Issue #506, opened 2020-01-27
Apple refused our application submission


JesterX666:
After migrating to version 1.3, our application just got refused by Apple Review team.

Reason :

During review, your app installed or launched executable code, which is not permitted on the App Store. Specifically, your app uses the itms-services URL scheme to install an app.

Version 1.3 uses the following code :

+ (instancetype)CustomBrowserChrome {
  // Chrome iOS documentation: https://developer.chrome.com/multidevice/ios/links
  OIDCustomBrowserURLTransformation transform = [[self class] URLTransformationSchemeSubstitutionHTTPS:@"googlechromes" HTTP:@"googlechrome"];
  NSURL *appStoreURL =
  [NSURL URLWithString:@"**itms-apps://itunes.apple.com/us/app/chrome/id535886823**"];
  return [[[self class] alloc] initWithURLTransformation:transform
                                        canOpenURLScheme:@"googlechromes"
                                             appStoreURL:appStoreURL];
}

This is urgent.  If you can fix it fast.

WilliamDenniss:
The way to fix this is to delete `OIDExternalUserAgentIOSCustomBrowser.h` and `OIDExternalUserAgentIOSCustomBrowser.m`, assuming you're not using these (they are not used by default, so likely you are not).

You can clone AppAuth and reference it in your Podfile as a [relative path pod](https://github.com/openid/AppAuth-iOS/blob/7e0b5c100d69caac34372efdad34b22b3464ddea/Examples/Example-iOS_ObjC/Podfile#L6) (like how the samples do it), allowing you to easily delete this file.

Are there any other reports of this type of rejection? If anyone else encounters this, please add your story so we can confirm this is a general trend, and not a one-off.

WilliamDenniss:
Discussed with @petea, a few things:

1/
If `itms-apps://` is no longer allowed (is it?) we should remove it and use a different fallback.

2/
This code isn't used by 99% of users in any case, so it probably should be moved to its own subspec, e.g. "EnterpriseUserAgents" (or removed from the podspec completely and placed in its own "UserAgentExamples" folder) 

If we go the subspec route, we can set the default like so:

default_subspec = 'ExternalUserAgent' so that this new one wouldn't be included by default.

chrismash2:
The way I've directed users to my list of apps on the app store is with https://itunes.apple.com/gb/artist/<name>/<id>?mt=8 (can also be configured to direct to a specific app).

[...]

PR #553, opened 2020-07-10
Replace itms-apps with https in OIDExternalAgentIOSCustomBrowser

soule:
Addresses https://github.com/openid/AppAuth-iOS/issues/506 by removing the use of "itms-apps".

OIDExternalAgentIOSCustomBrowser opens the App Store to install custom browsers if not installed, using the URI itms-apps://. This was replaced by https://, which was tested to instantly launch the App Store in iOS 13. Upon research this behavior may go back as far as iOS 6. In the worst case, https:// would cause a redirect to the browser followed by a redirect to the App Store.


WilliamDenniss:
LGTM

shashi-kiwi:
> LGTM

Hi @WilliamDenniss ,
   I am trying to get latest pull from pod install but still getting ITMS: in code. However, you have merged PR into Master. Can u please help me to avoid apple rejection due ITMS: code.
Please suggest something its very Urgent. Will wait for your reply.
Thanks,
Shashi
┄┄┄┄┄┄
* Aim of the exercise
Please give the number of lines above that contain "NSURL", without any other words.

* Solved exercise
2